“Shit!” says Nathaniel Hall as people take their seats at Oxford’s North Wall, having already seen the performer’s legs and feet poking out from under a duvet. “Talk amongst yourselves,” he suggests, hurriedly trying to tidy up last night’s party. He calls out to technical manager Joel Clements, “Can we get some music on? Loosen this lot up a bit.” Wham!’s ‘Club Tropicana’ plays and he finds a baggie left behind by a partygoer, which he dips into – “Be rude not to…”

It’s a comedic take on a dark period in Hall’s life, when the theatre-maker was partying and taking drugs to mask pain. For he’d been keeping a secret for over a decade: Hall is HIV+. He was diagnosed about two weeks after his 17th birthday and caught the virus the first time he had sex.

We listen to the drug-fuelled figure talk old condoms and kangaroo vaginas for a bit, then there’s a boom and he’s captured by a spotlight, his voiceover sounds: “This is not me at my best, folks.” What follows is the story of how he got HIV, its often frightening impact on his mental health, and his mission to educate people about it.

In the early stages we witness toy babies and silly string representing vomit and diarrhoea. Later, the actor captivatingly swallows pills topped with powder out of a cereal bowl, and the audience join him in a candlelit vigil remembering the 35 million people who have died from AIDS and standing in solidarity with the 38 million people who live with HIV. One of the production’s most moving parts is possibly its simplest: a list of things that happened after Hall’s diagnosis. In no particular order, it includes “I went to university and got a degree in theatre and performance”, “my sister developed epilepsy” and, a number of times, “I tried to tell Mum and Dad.”

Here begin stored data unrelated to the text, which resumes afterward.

PR #352, opened 2022-11-01
rfc3: rework the rest of the document

garlick:
Problem: RFC 3 was written a long time ago and now reads...poorly.

After adding some missing bits last week, this is an attempt to spruce up the document overall.   It's going to be hard to review at the diff level so maybe a read-through of the rendered preview is the way to go.  However I'll mark it as a WIP for now and plan to come back to it myself after a break before asking for a review by others.


garlick:
I made another pass on this and I think it's in decent shape and ready for a review.

spec_3.rst
```diff
@@ -2,249 +2,325 @@
...
+   The Flux overlay network interconnects Flux brokers with root at rank 0.
 
-Event messages are published such that they are available to subscribers
-throughout the instance. Events are published with a *topic string*
-attached. Subscribers register a list of topic string prefixes
-to filter the set of messages they receive.
+The overlay network is capable of routing messages over the shortest path
+between any two brokers, of "smart host" routing where messages are forwarded
+upstream until a more informed broker knows how to route it, and of
+multi-casting messages to all broker ranks.  These capabilities support remote
```
grondo, line 94: This is fine, though a little difficult to read. No need to change it if it reads well to you, but I'd perhaps split into multiple sentences:
> The overlay network is capable of routing messages using several methods. Messages may be routed over the shortest path between any two brokers, using "smart host" routing, where messages are forwarded upstream until a more informed broker knows how to route it, or by multi-casting to all broker ranks.

Maybe that is only a slight improvement if anything at all.

spec_3.rst
```diff
@@ -60,32 +60,49 @@ the following specific goals:
...
+only between tree levels, and each node has at most one parent.  The tree
+shape, the instance size, and each broker's rank are fixed once the instance
+begins running.
+
+.. figure:: images/tree.png
+   :width: 150
+   :alt: Flux overlay network topology
+   :align: center
 
+   The Flux overlay network interconnects Flux brokers with root at rank 0.
```
chu11, line 89: Perhaps put a "figure 1" or "Example" or something with this footnote.  The way it displays in the web browser, it looks like its part of the normal text of a paragraph.

spec_3.rst
```diff
@@ -60,32 +60,49 @@ the following specific goals:
...
+
+The overlay network is capable of routing messages over the shortest path
+between any two brokers, of "smart host" routing where messages are forwarded
+upstream until a more informed broker knows how to route it, and of
+multi-casting messages to all broker ranks.  These capabilities support remote
+procedure call and publish-subscribe, the two main communication idioms used
```
chu11, line 95: perhaps say "remote procedure call (RPC)", so the "RPC" in the next paragraph has a definition.

spec_3.rst
```diff
@@ -60,32 +60,49 @@ the following specific goals:
...
+   :width: 150
+   :alt: Flux overlay network topology
+   :align: center
 
+   The Flux overlay network interconnects Flux brokers with root at rank 0.
+
+The overlay network is capable of routing messages over the shortest path
+between any two brokers, of "smart host" routing where messages are forwarded
+upstream until a more informed broker knows how to route it, and of
+multi-casting messages to all broker ranks.  These capabilities support remote
```
chu11, line 94: sentence feels a little run on, split into two?  Like "between any two brokers.  Using "smart host" routing, messages are forwarded ...."

spec_3.rst
```diff
@@ -2,249 +2,325 @@
...
+forced to restart.  In a Flux system instance, this restart is managed by
+systemd.
 
-Responses are optional replies to requests. They follow the ZeroMQ
-ROUTER-DEALER message flow, which unwinds the source address route
-accumulated by the request, and uses them to select among peers at each hop.
+Flux messages share a common structure that is strongly influenced by ZeroMQ
+conventions, since ZeroMQ DEALER-ROUTER sockets are used for transport between
+brokers and ZeroMQ PAIR sockets are used between a broker and its dynamically
+loaded modules, and Flux messages must be conformant.  Flux messages may be
```
grondo, line 108: It is unclear what "and Flux messages must be conformant" implies here. Is it supposed to be "and Flux messages must _therefore_ be conformant", or maybe because there is already a "since"  the "and" should just be dropped? Maybe it is supposed to be "...must be conformant to enable these ZeroMQ mechanisms" (Sorry, it is also possible I'm just being dense)

spec_3.rst
```diff
@@ -2,249 +2,325 @@
...
-and SHALL NOT appear in the nodeid slot of an encoded message.
+- Messages SHALL support a *topic string* message part for subscriber
+  filtering.
 
-A node’s rank SHALL be assigned at broker startup and SHALL NOT change
-for the node’s lifetime.
+Message parts SHALL be preserved by message transports;  that is, Flux messages
+are sent and received on the transports as an array of parts.  Message
+transports MAY modify Flux messages if directed to do so.  For example,
+ZeroMQ ROUTER sockets determine the next hop by consuming a message part.
```
grondo, line 138: Does it make sense to say "Message parts SHALL be preserved by message transports" while also saying "Message transports MAY ... consume a message part"?

spec_3.rst
```diff
@@ -2,249 +2,325 @@
...
-Service Addressing
-~~~~~~~~~~~~~~~~~~
+Required Message Parts
+^^^^^^^^^^^^^^^^^^^^^^
 
-A Flux service SHALL be identified in a request by a *topic string*,
-a set of words delimited by periods, in which the first word identifies
-the service, and remaining words represent *methods* within that service.
-For example, "kvs.get" refers to the *get* method of the *kvs* service.
+Flux message are REQUIRED to have one message part that acts as a protocol
```
grondo, line 169:
```suggestion
Flux messages are REQUIRED to have one message part that acts as a protocol
```

spec_3.rst
```diff
@@ -113,170 +113,214 @@ There are four distinct Flux message types:  *request* and *response* messages
...
-Service Addressing
-==================
+Required Message Parts
+^^^^^^^^^^^^^^^^^^^^^^
 
-A Flux service SHALL be identified in a request by a *topic string*,
-a set of words delimited by periods, in which the first word identifies
-the service, and remaining words represent *methods* within that service.
-For example, "kvs.get" refers to the *get* method of the *kvs* service.
+Flux message are REQUIRED to have one message part that acts as a protocol
```
chu11, line 169: message -> messages

grondo (approved):
This looks great! Just a few notes and questions inline.

spec_3.rst
garlick: I like that, thanks.

chu11 (commented):
noticed one extra typo while I was reading but not sure its from your changes, maybe want to fix up while you're at it?  Look for "as as a size" in the message framing & security section.

Also in your last figure, perhaps want to add similar thing to footnote like the other diagram, something like "Integer values are in hex, and for clarity are not converted to network byte order."

spec_3.rst
garlick: No it's a good point.  Does this read any better?

> Flux messages share a common structure that is strongly influenced by ZeroMQ
conventions, since ZeroMQ provides a transport for Flux messages, and certain
ZeroMQ socket types impose structural requirements on messages for routing
and subscription filtering.  Flux messages may be sent over other transports,
however.  For example, regular UNIX domain stream sockets transport messages
between local processes and Flux brokers.

spec_3.rst
garlick: That bugged me too.  How about this?
> The boundary between message parts SHALL be preserved by message transports;
that is, Flux messages sent as an array of parts MUST be received as an array
of parts, not a concatenated blob.
> 
> Message transports MAY modify Flux messages if directed to do so.  For
example, a ZeroMQ ROUTER socket implements source-address routing by adding
a message part in one direction and removing one in the opposite direction.

spec_3.rst
garlick: Ah yeah, I can maybe just shorten the caption and since it is centered and italicized, it will look more like it belongs with the figure.

spec_3.rst
grondo: Yes, sounds great!

spec_3.rst
grondo: Yes, that helps me! Thanks!

spec_3.rst
garlick: @grondo proposed a rewording above that I liked.  What do you think?

chu11: yup, @grondo's looks good.

garlick:
Great suggestions!  I just force pushed those.

garlick:
Thanks!  I'll set MWP.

First Time’s original production featured a glitter curtain with pink triangle motif. Here it’s replaced with a large neon-light triangle, though still symbolic of the pink triangle used by the Nazis to mark gay men. A hospital screen stands stage right which, as well as being a suitable backdrop for the GUM clinic waiting room, has other uses during the show. For example, it becomes a playing board for the quiz where Hall presents two scenarios and asks the audience to choose which one is more likely to result in catching HIV. It’s an informative segment: we’re told two-thirds of all new infections come from people who don’t know their HIV status; we hear about PrEP – the drug that is 98% effective at stopping you contracting HIV; and Hall tells us because he is on effective treatment for HIV and his viral load is undetectable, the risk of transmission is reduced by 100%.

Phil Collins also crops up in this part – scenario: sex with Phil Collins using a condom – coincidentally, Steve Hackett Genesis Revisited was playing Oxford’s New Theatre the same night.